■ WHAT YOU SHOULD DO: Which lines in the records below contain the word "Union"? Copy each one.

■ DATA PROVIDED:

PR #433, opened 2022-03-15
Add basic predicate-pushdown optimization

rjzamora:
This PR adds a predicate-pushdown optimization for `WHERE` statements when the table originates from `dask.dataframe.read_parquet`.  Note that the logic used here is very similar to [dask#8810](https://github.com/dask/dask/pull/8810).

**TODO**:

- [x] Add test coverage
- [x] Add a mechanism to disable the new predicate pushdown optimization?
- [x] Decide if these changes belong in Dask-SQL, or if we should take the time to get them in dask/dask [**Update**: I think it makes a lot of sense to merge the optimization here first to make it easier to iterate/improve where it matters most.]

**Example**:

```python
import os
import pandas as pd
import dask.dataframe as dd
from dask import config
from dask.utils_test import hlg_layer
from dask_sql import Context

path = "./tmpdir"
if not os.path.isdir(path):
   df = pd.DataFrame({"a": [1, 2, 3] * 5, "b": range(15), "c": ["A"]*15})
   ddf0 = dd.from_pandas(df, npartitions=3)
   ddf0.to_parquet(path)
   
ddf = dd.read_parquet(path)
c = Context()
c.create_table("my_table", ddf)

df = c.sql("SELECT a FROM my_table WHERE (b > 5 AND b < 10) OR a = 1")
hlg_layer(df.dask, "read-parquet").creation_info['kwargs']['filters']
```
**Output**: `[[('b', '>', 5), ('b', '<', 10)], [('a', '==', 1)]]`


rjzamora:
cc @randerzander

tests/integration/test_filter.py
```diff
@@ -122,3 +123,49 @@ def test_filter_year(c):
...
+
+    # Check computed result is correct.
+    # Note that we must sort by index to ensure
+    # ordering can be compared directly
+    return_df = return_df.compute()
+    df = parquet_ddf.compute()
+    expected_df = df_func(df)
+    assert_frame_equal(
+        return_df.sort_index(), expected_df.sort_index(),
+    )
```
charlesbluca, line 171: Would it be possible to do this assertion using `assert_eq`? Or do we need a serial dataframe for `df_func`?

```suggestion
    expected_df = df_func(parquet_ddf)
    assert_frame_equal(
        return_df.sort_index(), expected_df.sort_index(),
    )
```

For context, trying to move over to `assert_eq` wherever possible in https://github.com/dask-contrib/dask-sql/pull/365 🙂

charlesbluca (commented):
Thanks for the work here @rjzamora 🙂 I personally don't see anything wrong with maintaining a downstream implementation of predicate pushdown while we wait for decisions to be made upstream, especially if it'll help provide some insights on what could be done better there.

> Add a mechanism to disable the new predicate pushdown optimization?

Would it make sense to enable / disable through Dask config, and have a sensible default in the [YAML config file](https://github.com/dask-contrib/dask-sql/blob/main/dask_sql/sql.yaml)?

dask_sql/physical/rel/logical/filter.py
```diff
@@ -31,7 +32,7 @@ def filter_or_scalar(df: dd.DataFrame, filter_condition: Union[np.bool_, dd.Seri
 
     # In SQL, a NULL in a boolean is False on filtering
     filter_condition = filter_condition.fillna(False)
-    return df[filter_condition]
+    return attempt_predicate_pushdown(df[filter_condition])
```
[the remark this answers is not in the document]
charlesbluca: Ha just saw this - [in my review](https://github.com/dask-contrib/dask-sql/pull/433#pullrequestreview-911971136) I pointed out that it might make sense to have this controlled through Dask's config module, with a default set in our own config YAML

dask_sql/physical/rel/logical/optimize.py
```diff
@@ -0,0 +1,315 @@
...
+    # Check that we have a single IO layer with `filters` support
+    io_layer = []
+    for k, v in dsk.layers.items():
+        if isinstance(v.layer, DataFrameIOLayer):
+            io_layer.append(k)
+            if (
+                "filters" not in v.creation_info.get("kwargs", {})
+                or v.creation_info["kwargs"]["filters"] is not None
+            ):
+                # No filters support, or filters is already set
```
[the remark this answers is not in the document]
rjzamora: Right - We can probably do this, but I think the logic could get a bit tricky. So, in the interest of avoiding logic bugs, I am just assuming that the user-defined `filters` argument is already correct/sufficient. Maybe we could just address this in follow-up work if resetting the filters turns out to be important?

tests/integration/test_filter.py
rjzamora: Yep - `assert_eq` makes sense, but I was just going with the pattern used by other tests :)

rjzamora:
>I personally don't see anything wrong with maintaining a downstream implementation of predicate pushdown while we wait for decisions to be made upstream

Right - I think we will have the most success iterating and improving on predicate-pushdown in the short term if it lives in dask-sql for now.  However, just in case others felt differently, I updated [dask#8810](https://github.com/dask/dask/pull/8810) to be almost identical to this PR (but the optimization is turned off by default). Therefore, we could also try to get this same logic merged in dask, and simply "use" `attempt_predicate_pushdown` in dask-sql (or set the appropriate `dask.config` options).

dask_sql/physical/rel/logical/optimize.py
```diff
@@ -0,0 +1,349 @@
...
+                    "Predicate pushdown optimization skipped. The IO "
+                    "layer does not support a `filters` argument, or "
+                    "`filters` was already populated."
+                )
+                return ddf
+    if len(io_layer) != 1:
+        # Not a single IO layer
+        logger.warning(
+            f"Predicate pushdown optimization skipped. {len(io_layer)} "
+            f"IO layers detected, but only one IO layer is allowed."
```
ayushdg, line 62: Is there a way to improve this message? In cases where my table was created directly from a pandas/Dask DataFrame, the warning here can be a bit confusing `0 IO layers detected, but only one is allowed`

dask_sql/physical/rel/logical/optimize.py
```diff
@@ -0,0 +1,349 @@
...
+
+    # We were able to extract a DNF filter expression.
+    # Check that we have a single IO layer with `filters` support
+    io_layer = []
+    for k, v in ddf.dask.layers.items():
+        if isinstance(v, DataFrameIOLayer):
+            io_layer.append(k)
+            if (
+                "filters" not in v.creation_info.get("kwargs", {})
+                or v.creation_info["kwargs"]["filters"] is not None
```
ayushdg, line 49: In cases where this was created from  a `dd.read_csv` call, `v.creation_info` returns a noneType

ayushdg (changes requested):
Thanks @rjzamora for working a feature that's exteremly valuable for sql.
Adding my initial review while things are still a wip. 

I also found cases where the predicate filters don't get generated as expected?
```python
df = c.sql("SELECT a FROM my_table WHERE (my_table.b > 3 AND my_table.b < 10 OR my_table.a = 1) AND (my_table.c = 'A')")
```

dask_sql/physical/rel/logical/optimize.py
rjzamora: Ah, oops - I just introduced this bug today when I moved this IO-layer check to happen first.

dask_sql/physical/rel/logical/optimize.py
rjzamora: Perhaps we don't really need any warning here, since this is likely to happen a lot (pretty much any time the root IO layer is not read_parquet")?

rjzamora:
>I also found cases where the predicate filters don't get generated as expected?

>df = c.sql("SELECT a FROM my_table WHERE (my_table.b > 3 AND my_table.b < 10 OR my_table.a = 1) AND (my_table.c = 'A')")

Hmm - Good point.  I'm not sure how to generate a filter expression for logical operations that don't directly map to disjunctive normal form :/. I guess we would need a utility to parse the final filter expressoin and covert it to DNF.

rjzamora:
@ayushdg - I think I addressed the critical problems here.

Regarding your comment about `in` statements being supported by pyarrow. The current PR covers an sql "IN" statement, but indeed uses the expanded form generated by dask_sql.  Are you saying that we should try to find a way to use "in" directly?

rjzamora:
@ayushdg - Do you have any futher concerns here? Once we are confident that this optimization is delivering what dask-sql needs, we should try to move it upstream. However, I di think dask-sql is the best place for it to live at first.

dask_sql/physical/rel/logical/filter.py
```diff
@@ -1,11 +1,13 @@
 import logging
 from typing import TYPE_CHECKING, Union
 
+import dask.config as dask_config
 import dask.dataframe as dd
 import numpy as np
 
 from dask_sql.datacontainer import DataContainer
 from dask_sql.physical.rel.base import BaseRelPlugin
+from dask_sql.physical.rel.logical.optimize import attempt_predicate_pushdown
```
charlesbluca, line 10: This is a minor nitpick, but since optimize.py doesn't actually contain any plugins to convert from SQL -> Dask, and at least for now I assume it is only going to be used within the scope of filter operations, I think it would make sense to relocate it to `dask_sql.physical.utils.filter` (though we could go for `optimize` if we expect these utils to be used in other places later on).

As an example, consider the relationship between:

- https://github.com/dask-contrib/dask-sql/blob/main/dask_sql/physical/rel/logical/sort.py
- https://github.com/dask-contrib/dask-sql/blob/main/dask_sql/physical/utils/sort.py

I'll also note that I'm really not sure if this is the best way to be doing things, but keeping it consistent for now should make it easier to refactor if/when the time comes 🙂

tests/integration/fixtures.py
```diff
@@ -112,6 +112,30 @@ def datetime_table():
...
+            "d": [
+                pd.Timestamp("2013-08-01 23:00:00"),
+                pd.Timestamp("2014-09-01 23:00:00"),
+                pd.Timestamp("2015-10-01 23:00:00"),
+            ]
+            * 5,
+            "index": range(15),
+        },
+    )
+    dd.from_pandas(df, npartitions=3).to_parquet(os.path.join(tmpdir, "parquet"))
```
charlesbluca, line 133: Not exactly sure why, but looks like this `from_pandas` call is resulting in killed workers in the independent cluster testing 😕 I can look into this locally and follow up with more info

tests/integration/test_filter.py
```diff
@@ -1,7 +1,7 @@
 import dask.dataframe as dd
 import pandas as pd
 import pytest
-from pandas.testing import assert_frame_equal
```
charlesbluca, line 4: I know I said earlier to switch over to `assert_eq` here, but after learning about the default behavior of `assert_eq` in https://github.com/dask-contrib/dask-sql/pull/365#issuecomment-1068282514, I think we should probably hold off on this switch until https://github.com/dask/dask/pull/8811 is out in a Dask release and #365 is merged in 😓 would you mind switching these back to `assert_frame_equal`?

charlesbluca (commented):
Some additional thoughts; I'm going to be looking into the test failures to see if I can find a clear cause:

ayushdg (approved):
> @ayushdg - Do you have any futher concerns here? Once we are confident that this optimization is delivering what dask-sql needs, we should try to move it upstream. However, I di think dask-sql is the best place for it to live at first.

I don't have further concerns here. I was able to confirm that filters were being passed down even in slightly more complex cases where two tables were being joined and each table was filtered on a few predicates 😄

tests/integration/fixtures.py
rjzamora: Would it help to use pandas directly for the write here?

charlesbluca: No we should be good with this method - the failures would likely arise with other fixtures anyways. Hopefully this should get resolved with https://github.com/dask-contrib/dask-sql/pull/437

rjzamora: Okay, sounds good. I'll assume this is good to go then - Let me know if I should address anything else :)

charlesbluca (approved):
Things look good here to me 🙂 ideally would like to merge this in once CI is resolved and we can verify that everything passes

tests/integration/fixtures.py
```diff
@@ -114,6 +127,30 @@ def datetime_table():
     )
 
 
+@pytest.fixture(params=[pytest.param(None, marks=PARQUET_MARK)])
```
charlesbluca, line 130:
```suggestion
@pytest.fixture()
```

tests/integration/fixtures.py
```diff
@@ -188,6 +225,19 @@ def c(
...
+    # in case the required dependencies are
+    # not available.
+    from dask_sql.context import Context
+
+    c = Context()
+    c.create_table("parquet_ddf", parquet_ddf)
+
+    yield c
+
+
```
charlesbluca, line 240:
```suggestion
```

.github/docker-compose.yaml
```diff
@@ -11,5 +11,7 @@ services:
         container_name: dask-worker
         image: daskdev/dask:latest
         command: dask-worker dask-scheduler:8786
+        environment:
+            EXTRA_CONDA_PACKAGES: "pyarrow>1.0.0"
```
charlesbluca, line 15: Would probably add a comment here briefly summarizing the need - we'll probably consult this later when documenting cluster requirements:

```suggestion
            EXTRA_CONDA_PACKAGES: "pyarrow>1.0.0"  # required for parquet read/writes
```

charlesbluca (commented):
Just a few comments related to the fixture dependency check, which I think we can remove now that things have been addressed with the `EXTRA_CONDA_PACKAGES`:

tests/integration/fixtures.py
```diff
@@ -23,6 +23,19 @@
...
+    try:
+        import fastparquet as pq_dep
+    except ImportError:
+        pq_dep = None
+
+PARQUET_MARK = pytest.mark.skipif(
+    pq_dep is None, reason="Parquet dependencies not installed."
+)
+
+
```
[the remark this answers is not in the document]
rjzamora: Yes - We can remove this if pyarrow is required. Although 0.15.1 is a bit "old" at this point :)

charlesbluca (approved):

■ TASK RESPONSE:
@@ -31,7 +32,7 @@ def filter_or_scalar(df: dd.DataFrame, filter_condition: Union[np.bool_, dd.Seri
 from typing import TYPE_CHECKING, Union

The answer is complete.